The information about downloading data is shown in Table 3. A Linux script ‘download_all.sh‘, fetching all data using curl utility is provided on the Github gist, associated with the publication. Folder with each entry is archived in a single tar.gz file for more convenient fetching.

Data processing assistance scripts

Here, a brief description of scripts is given.

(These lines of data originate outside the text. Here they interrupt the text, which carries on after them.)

PR #715, opened 2024-07-24
Remove native interfaces at the beginning of each test

tomaszklak:
### Problem
Sometimes native interfaces survive until the next test and can impact them.

### Solution
Before each test, remove all native wireguard interfaces.

- [x] README.md is updated

### DIFF
--- a/nat-lab/tests/test_cleanup.py
+++ b/nat-lab/tests/test_cleanup.py
@@ -1,0 +1,52 @@
+import pytest
+import telio
+from contextlib import AsyncExitStack
+from helpers import SetupParameters, setup_environment
+from utils.connection_util import ConnectionTag, new_connection_raw
+from utils.vm.windows_vm_util import _get_network_interface_tunnel_keys
+
+
+@pytest.mark.asyncio
+@pytest.mark.windows
+@pytest.mark.parametrize(
+    "adapter_type, name",
+    [
+        (telio.AdapterType.WireguardGo, "Wintun Userspace Tunnel"),
+        (telio.AdapterType.WindowsNativeWg, "WireGuard Tunnel"),
+    ],
+)
+async def test_get_network_interface_tunnel_keys(adapter_type, name) -> None:
+    async with AsyncExitStack() as exit_stack:
+        connection = await exit_stack.enter_async_context(
+            new_connection_raw(ConnectionTag.WINDOWS_VM_1)
+        )
+        assert [] == await _get_network_interface_tunnel_keys(connection)
+        _env = await exit_stack.enter_async_context(
+            setup_environment(
+                exit_stack,
+                [
+                    SetupParameters(
+                        connection_tag=ConnectionTag.WINDOWS_VM_1,
+                        adapter_type=adapter_type,
+                    ),
+                    SetupParameters(
+                        connection_tag=ConnectionTag.DOCKER_CONE_CLIENT_2,
+                        adapter_type=telio.AdapterType.LinuxNativeWg,
+                    ),
+                ],
+            )
+        )
+
+        # This function is used during test startup to remove interfaces
+        # that might have managed to survive the end of the previous test.
+        keys = await _get_network_interface_tunnel_keys(connection)
+        assert [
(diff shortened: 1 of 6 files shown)


nat-lab/tests/utils/vm/windows_vm_util.py
```diff
@@ -138,3 +141,21 @@ async def _copy_binaries(
...
+        "HKLM\\SYSTEM\\CurrentControlSet\\Control\\Class\\{4d36e972-e325-11ce-bfc1-08002be10318}",
+        "/s",
+        "/f",
+        "DriverDesc",
+    ]).execute()
+
+    lines = result.get_stdout().splitlines()
+    keys = []
+    for i in range(len(lines)):  # pylint: disable=C0200
+        if "WireGuard Tunnel" in lines[i]:
```
gytsto, line 159: Should we care about `Wintun` here also?

nat-lab/tests/test_cleanup.py
```diff
@@ -0,0 +1,35 @@
...
+                ],
+            )
+        )
+
+        connection_alpha = env.connections[0].connection
+
+        # This function is used during test startup to remove interfaces
+        # that might have managed to survive the end of the previous test.
+        assert [
+            "HKEY_LOCAL_MACHINE\\SYSTEM\\CurrentControlSet\\Control\\Class\\{4d36e972-e325-11ce-bfc1-08002be10318}\\0005"
```
gytsto, line 34: I'd check for name or something in DriverDesc, to be sure that it is WireguardNT adapter.

gytsto (commented):
In general, code and idea looks OK. But I think we are hidding some other issue, why this tunnel survives until next test, when libtelio instance should be already closed.

Also, maybe it would be nice to expand `test_wg_adapter_cleanup` with WireguardNT and check if it reproduces the same as WireguardGo. Maybe WireguardNT handles orphaned adapter same as our current WireguardGo implementation (cleans them itself, before creating new one)

nat-lab/tests/utils/vm/windows_vm_util.py
```diff
@@ -138,3 +141,21 @@ async def _copy_binaries(
...
+        "query",
+        "HKLM\\SYSTEM\\CurrentControlSet\\Control\\Class\\{4d36e972-e325-11ce-bfc1-08002be10318}",
+        "/s",
+        "/f",
+        "DriverDesc",
+    ]).execute()
+
+    lines = result.get_stdout().splitlines()
+    keys = []
+    for i in range(len(lines)):  # pylint: disable=C0200
```
gytsto, line 158: Could you use `enumerate` instead of disabling pylint? :smile:

nat-lab/tests/utils/vm/windows_vm_util.py
```diff
@@ -44,9 +44,12 @@ async def new_connection(
     ) as ssh_connection:
         connection = SshConnection(ssh_connection, TargetOS.Windows)
 
+        keys = await _get_network_interface_tunnel_keys(connection)
+        for key in keys:
+            await connection.create_process(["reg", "delete", key, "/F"]).execute()
```
gytsto, line 49: nit: Don't think this is the best place to put this here. Such things shouldn't be done during test execution. Maybe not during this PR, but it should be moved to test setup/teardown :thinking:

tomaszklak: I will create a jira ticket to move this to test setup.

tomaszklak:
> In general, code and idea looks OK. But I think we are hidding some other issue, why this tunnel survives until next test, when libtelio instance should be already closed.
> 
> Also, maybe it would be nice to expand `test_wg_adapter_cleanup` with WireguardNT and check if it reproduces the same as WireguardGo. Maybe WireguardNT handles orphaned adapter same as our current WireguardGo implementation (cleans them itself, before creating new one)

As discussed on the call, I've added wintun cleanup.

gytsto (approved):
+1

matislovas (approved):
+1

Please, find a more detailed description in the github gist (https://gist.github.com/marinegor/96102c9b7ce87509a0832649d11ba927), associated with the publication.

  1. 1.

    create_xscale.inp.py — a simple script to include all existing XDS_ASCIIs to XSCALE.INP

    Given the structure of folders as in data deposited in this publication, creates an input file for express.py in the csv format

  2. 2.

    express.py — the SWSX integration pipeline

    Given a list of folders with XDS.INP and a path to the respective data sets, the script runs XDS for all data sets in the list, optionally adding UNIT_CELL_CONSTANTS, SPACE_GROUP_NUMBER, INCLUDE_RESOLUTION_RANGE, setting SPOT_RANGE same as DATA_RANGE, and setting REFERENCE_DATA_SET. Adds MAXIMUM_NUMBER_OF_PROCESSORS and MAXIMUM_NUMBER_OF_JOBS for processing on large clusters. Runs xscale_par afterwards.

  3. 3.

    xdscc.py — parsing of XDSCC.LP logfile of xdscc12 utility for rejection of minisets based on ΔCC1/2.

    Analyses the output of xdscc12 utility together with the last XSCALE.INP used, providing the list of datasets with their ΔCC1/2 values. Saves list of those which have ΔCC1/2 higher than the input threshold value.

  4. 4.

    reject.sh — iterative “until no dataset with negative ΔCC1/2 are left” dataset rejection script

    Scales XDS_ASCII.HKL files in all subfolders of the current folder. Then iteratively runs ΔCC1/2 rejection with the given resolution range and the number of cycles. Saves all intermediate XSCALE.INP-s and XSCALE.LP-s.

  5. 5.

    run_crystfel.sh

    A wrapper for the indexamajig routine, which i) arranges all CrystFEL-related files into subfolders, ii) automatically assigns the date and time for each generated stream and respective log file, iii) links the last created stream to ‘laststream‘ link, and shuffles the input file list, so that one could quickly and reliably check the indexing rate before the indexing finishes.

  6. 6.

    analysis.sh

A wrapper for process_hkl, partialator, check_hkl, and compare_hkl routines, which produces an XSCALE.LP-like statistics table, counts images indexed with different indexers, produces a command-line visible histogram of the image resolution (for a simple estimation of the push-res parameter), and writes logs.